Also, please note that the details of any chamfer, fillet, or slotted groove on the CAD drawing may differ from the true values or shape on the actual product.
This article is reproduced with the permission.
Masao Kubota, Haguruma Nyumon, Tokyo : Ohmsha, Ltd., 1963.
The gears used when two shafts intersect are based on two cones in rolling contact with apexes meeting at the point of intersection of the two axes and having teeth at the same distance from the apexes. These are called bevel gears. Above mentioned cones are called pitch cones and their half peak angles are called pitch cone angles.
Figure 8.1 Pitch Angles of Bevel Gears
In Figure 8.1, assume the shaft angle to be Σ, the respective numbers of teeth zi (i = 1, 2 ), angular speed ωi, and pitch cone angle (or simply pitch angle) ɣ0i , then consider the rotating speed of a point on the common contact line of the cones at distance K from the apex :
ω1 K sin ɣ01= ω2 K sin ɣ02
ɣ01 + ɣ02 = Σ, angular speed ratio ω1/ω2 = z2/z1
Therefore,
tan ɣ01 = sin Σ / [(z2/z1) + cos Σ ] , tan ɣ02 = sin Σ / [(z1/z2) + cos Σ ]
Normally, Σ = 90° so that :
tan ɣ01 = z1/z2, tan ɣ02 = z2/z1 and ɣ01 + ɣ02 = 90°
In particular, when ɣ01 + ɣ02 = 45°, the bevel gear is called a miter gear.

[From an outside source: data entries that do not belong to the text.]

Issue #1062, opened 2017-10-01
Translation for 0.0.13


lhc70000:
fr @superzazu
it @cgand
de @J-rg @shorshe
zh-Hant @LEOYoon-Tsaw (I'll use OpenCC if you are busy)
ko @darkbrow
ru @euf
ja @matsune
tr @eminhaqi
nl @dionvl
pl (email)

Dear translators, please update your translation for 0.0.13 release at convenience.

---

## Changed Strings

**FilterPresets.strings**

(All)

**FreeSelectingViewController**

(All)

**Localizable.strings**

- `alert.nothing_to_open`
- `alert.no_video_track`
- `subencoding.auto`

**MainMenu.strings**

- `bGN-E4-V5A.title`
- `ArE-2s-JIV.title`

**PrefCodecViewController**

- `g4c-vG-URh.title`

**PrefControlViewController**

- `Gyd-Qt-FEo.title`
- `iFF-Gq-tVx.title`
- `uqM-UM-Xvb.title`
- `7wy-xt-c8Z.title`
- `unj-zt-RyU.title`
- `dpH-PO-WKt.title`
- `M6K-ME-cve.title`
- `Ba4-eT-rTv.title`
- `hDh-Lk-FJe.title`
- `jnR-2I-4x4.title`

**PrefGeneralViewController**

- Delete `FbF-jJ-W5a.title` and use `FbF-jJ-W5b.title` instead.
- Delete `MlG-hl-goA.title` and use `MlG-hl-goB.title` instead.
- `TvB-UM-FrS.title`
- `GNV-VA-NBW.title`
- `FbF-jJ-W5b.title`
- `MlG-hl-goB.title`

**PrefSubViewController**

- `Y75-4k-2Du.title`
- `0fB-es-DmV.title`
- `29W-lw-0pD.label`
- `R5q-Xd-PPr.label`

**PrefUIViewController**

- `t6s-yV-fdc.title`
- `kYu-0l-jQQ.title`
- `GYe-Y3-bOR.title`

dionvl:
Strings do not change in _PrefGeneralViewController_ and _PrefSubViewController_ . Is anyone else having this issue?

lhc70000:
@dionvl Firstly please make sure your branch is up to date. Xcode can't synchronize the `strings` files. You can just append the keys to the end of each file, like 

```
"t6s-yV-fdc.title" = "Your translation";
```

[...]

PR #1074, opened 2017-10-05
Japanese Translation for 0.0.13

matsune:
- [x] It implements / fixes issue #1062.

---
- Japanese translation for 0.0.13
- Fixed a few translations


alejx:
Thanks for your work!

I'm just reviewing the app in Japanese and I noticed that you translated "exact" in "control" tab as "精密" but in "Keybindings" tab it is translated as "精细" (sorry for Chinese). Is there any special concern? If not, I hope they are displayed by a same word.

matsune:
Thanks for reviewing.
There is no special concern, my mistake. I will fix it and conflict.

PR #1118, opened 2017-10-17
Update Podfile

zichenJack:
fix some problem of cocoapods config,when `pod install ` maybe notice `Could not automatically select an Xcode project` & change `GRMustache.swift` git source , notice `Failed to download 'GRMustache.swift'` 
This problem only show at first open project.

---

**Description:**

### DIFF
--- a/Podfile
+++ b/Podfile
@@ -4,13 +4,15 @@ target 'iina' do
   
   use_frameworks!
 
+  project 'iina.xcodeproj'
+  
   # Pods for iina
   pod 'MASPreferences'
   pod 'Just', :git => 'https://github.com/JustHTTP/Just.git', :branch => 'swift-4'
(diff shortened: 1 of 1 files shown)


saagarjha:
This works on my machine; which version of CocoaPods are you using?

azag0:
Had the same problem. The cause of the issue is that cocoapods clones the target repo differently depending on whether the `.git` extension is present. With it, it clones the full repo. Without it, it does a shallow copy (`--single-branch --depth 1`). The shallow copy results in a different commit. Perhaps this changed in some recent version? The version recorded in the Podfile assumes that shallow copy is made, which is the case only when `.git` is not present with a recent cocoapods. Sounds almost like a bug in cocoapods to me, but I haven't found anything by quick search.

PR #1159, opened 2017-10-23
mini player: add touch bar support for music

doukasd:
Hey @lhc70000,

First of all thanks for IINA, I've only been using it for a few days and love it. I just started using it for music and realised that the recent Mini Player did not have touch bar support yet, so I added it.

1. Sorry for not opening an issue first, I did this feature for myself but thought I'd share afterwards.
2. The addition is very simple and self contained. The whole logic is copied from the Main Window touch bar support so all styles and design is the same.
3. We can probably share some logic for touch bar support between the 2 classes but Swift is not my main language so I started the simple way.

Cheers,
Dimitris


doukasd:
Issue created: #1160

lhc70000:
Sorry for late reply, I was busy during the last whole month and will resume the development now.

Please try not to write repeated code. It would be better to create a delegate class for handling the touch bar logic, which is shared between two windows.

lhc70000:
Since I'm working on an overall enhancement for music mode, I implemented it on my branch (8a4d3f9) and you can take a look. I'm going to to close this PR, but any others are still welcomed. Thanks for your effort.

doukasd:
Yep totally understand, as I mentioned I'm not really familiar with Swift so I had to do it the simple way. I'll look out for "official" support when it's done. Cheers.

PR #1181, opened 2017-10-28
Command Line Interface

lhc70000:
**Description:**

Basic CLI support.

- Supports all mpv options (except `--no-*` ones) with `--mpv-` prrefix.
- Supports playing from stdin if invoked with `--stdin`.
- Supports passing other Cocoa arguments together, like `-Name VALUE`.


saagarjha:
FWIW I would recommend splitting the command line interface off into a separate target, instead of having it reside in the main binary.

lhc70000:
@saagarjha 

- Separate binary may require additional installation
- Still need to pass the options to main binary via some way, and need to handle piping/stdin too

saagarjha:
The binary would be bundled as part of IINA, and would handle parsing arguments and handling input/output. Then it would call the main binary and set it up for playback.

lhc70000:
In which way it calls the main binary? Is it possible to call methods in the main binary directly?

saagarjha:
> Is it possible to call methods in the main binary directly?

Fair point; this is not easy to do and so probably not worth doing. A few things we should still look into: making IINA behave like a standard command line tool, and offering to symlink it to a directory in the user's `PATH` such as `/usr/local/bin/`.

MuntashirAkon:
Splitting CLI may not be a good idea. Many applications (although not written in Swift) support CLI and GUI at the same time, including VLC, wine, etc.

iina/AppDelegate.swift
```diff
@@ -100,8 +146,20 @@ class AppDelegate: NSObject, NSApplicationDelegate {
       parsePendingURL(url)
     }
 
-    // check whether showing the welcome window after 0.1s
-    Timer.scheduledTimer(timeInterval: TimeInterval(0.1), target: self, selector: #selector(self.checkForShowingInitialWindow), userInfo: nil, repeats: false)
+    let _ = PlayerCore.first
```
alejx: I suggest wrapping this line into a class function of PlayerCore. Kind of wired.

Et0h:
I'm really pleased to see work being done on CLI support for IINA.

PR #1196, opened 2017-11-04
Add .gitattributes to prevent `git diff` on auto-generated text files.

holymonson:

---

**Description:**

Adding .gitattributes will give us a much clearer output on `git diff`.


alejx:
Though disabling these will give us a clearer git diff, these files' diffs are sometimes needed.

PR #1220, opened 2017-11-14
Could you add double speed playback?Custom fullscreen

fff555333:

---

**Description:**


lhc70000:
If you're asking a question or requesting a feature, please open an issue for that.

Furthermore, when Σ ≠ 90°, as shown in Figure 8.2, it is called an angle gear.
Figure 8.2 Angle Gear
When the large gear has a pitch angle of 90°, it is called a crown gear. It is equivalent to a rack in spur gear and becomes the base for tooth form and tooth cutting.
Bevel gears are divided into straight bevel gears and spiral bevel gears based on their tooth lines at the pitch cone. Conical gears and face gears can also be considered as belonging to the spiral bevel gear group. Because they are not based on a pitch cone and rely on a specialized tooth cutting method however, they are discussed separately from spiral bevel gears.

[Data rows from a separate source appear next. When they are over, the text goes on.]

PR #1270, opened 2017-12-09
Save filters & enhancement for 3D LUT files

lhc70000:
**Description:**

- Users can now save an added filter, and assign a shortcut key to it.
- Support dragging a 3D LUT file (3dl, cube, dat or m3d) to main window to apply it directly.

### DIFF
--- a/iina/FilterPresets.swift
+++ b/iina/FilterPresets.swift
@@ -160,8 +160,16 @@ extension FilterPreset {
     return dic
   }()
 
+  static private let customMPVFilterPreset = FilterPreset("custom_mpv", params: ["name": PM.text(defaultValue: ""), "string": PM.text(defaultValue: "")]) { instance in
+      return MPVFilter(rawString: instance.value(for: "name").stringValue + "=" + instance.value(for: "string").stringValue)!
+  }
+  // custom ffmpeg
+  static private let customFFmpegFilterPreset = FilterPreset("custom_ffmpeg", params: [ "name": PM.text(defaultValue: ""), "string": PM.text(defaultValue: "") ]) { instance in
+    return MPVFilter(name: "lavfi", label: nil, paramString: "[\(instance.value(for: "name").stringValue)=\(instance.value(for: "string").stringValue)]")
+  }
+
   /** All filter presets. */
-  static let presets: [FilterPreset] = [
+  static let vfPresets: [FilterPreset] = [
     // crop
     FilterPreset("crop", params: [
       "x": PM.text(), "y": PM.text(),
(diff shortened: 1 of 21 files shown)


iina/FilterPresets.swift
```diff
@@ -69,38 +69,47 @@ class FilterPresetInstance {
...
-    let pm = FilterParameter(.float, defaultValue: FilterParamaterValue(float: defaultValue))
+    let pm = FilterParameter(.float, defaultValue: FilterParameterValue(float: defaultValue))
     pm.min = min
     pm.max = max
     return pm
   }
 
-  private init(_ type: ParamType, defaultValue: FilterParamaterValue) {
+  static func choose(from choices: [String], defaultChoiceIndex: Int = 0) -> FilterParameter {
+    guard !choices.isEmpty else { fatalError("FilterParameter: Choices annot be empty") }
```
saagarjha: typo

iina/FilterWindowController.swift
```diff
@@ -62,51 +111,160 @@ class FilterWindowController: NSWindowController {
...
   }
 
   func tableView(_ tableView: NSTableView, objectValueFor tableColumn: NSTableColumn?, row: Int) -> Any? {
-    guard let filter = filters.at(row) else { return nil }
-    if tableColumn?.identifier == .key {
-      return row.toStr()
-    } else if tableColumn?.identifier == .value {
-      return filter.stringFormat
+    if tableView == currentFiltersTableView {
+      guard let filter = filters.at(row) else { return nil }
```
saagarjha: You're only using this once, so…

iina/FilterWindowController.swift
```diff
@@ -62,51 +111,160 @@ class FilterWindowController: NSWindowController {
...
+      if tableColumn?.identifier == .key {
+        return row.toStr()
+      } else if tableColumn?.identifier == .value {
+        return filter.stringFormat
```
saagarjha: …`return filters.at(row)?.toStr()`?

iina/KeyCodeHelper.swift
```diff
@@ -7,7 +7,7 @@
 //
 
 import Foundation
-
+import Carbon
```
saagarjha: Ouch…is there no other way to do this? I'd really not like us to use deprecated APIs.

lhc70000: Unfortunately no…… `UCKeyTranslate` itself is not from Carbon, but in order to get the "key layout data", some HIToolbox APIs are needed.

saagarjha: I guess…

dsayed:
It would be good to add a file picker rather than have to type in the path to the file in the filter.

lhc70000:
@dsayed You can drag & drop the file directly into the player window (to apply the LUT immediately) or the input box (to fill in the path).

PR #1307, opened 2018-01-02
Add “Open Link in IINA” context menu item to Safari extension

jwells89:

---

**Description:**
This PR adds an “Open Link in IINA” item to context menus in Safari. It’s context-aware, so the item will only appear when the user is right-clicking on a link. This is useful because it allows the user to open linked content in IINA directly without having load the page first or copy the URL and paste it in IINA.


lhc70000:
Works like a charm. Thanks for your contribution!

PR #1315, opened 2018-01-05
spanish translation for 0.0.15

Aikyuichi:

---

**Description:**


alejx:
I noticed that the Spanish localization has many untranslated strings. You should use `iina/others/check_translation.swift es` to find them; or simply use [iina-translation-utility](https://github.com/iina/iina-translation-utility), it will prompt you untranslated or invalid strings.

Aikyuichi:
@alejx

Because most bevel gears are intersecting shaft gears, their mesh is almost always rolling contact, therefore their general efficiency is high, typically 98-99%.

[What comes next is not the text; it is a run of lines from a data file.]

PR #3961, opened 2022-10-02
Fix random failure to resume playback position, #3939

low-batt:
This commit will:
- Add isStopped and isShutdown properties to PlayerCore
- Rename PlayerCore property isMpvTerminated to isShuttingDown
- Add playbackStopped and mpvHasShutdown methods to PlayerCore
- Add savePlayerState method to PlayerCore
- Add iinaPlayerStopped and iinaPlayerShutdown notifications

Bevel gears are cone shaped gears which transmit motion between two intersecting shafts. Straight bevel gears are the simplest of these bevel gears with their teeth being straight and pointing toward the apex of the cone. They are easier than spiral bevel gears to make and do not produce inward thrust (in the minus direction), simplifying bearing construction. On the other hand, they have the disadvantage of not being able to grind teeth after heat treatment.
Straight bevel gears are divided into two groups: profile shifted Gleason type and non-profile shifted ones called standard type or Klingelnberg type. Over all, the Gleason system is presently the most widely used. In addition, the Gleason Company’s adoption of the tooth crowning method called Coniflex gears produces gears that tolerate slight assembly errors or shifting due to load and increases safety by eliminating stress concentration on the edges of the teeth.
Straight bevel gears are generally used in relatively slow speed applications (less than 2m/s circumferential speed). They are often not used when it is necessary to transmit large forces. Generally they are utilized in machine tool equipment, printing machines and differentials.
Bevel gears are cone shaped gears which transmit motion between two intersecting shafts. Spiral bevel gears are one type in which the teeth are curved spirally. Unlike straight bevel gears, these teeth contact each other gradually and smoothly from one end to the other. The meshing of teeth are, as in straight bevel gears, rolling contacts on the pitch cone surface.
With regard to design and gear cutting, just as in straight bevel gears, the Gleason type is most widely used in spiral bevel gears. However, in Germany, the Klingelnberg type with equal toe and heel tooth depth is still deeply rooted in use.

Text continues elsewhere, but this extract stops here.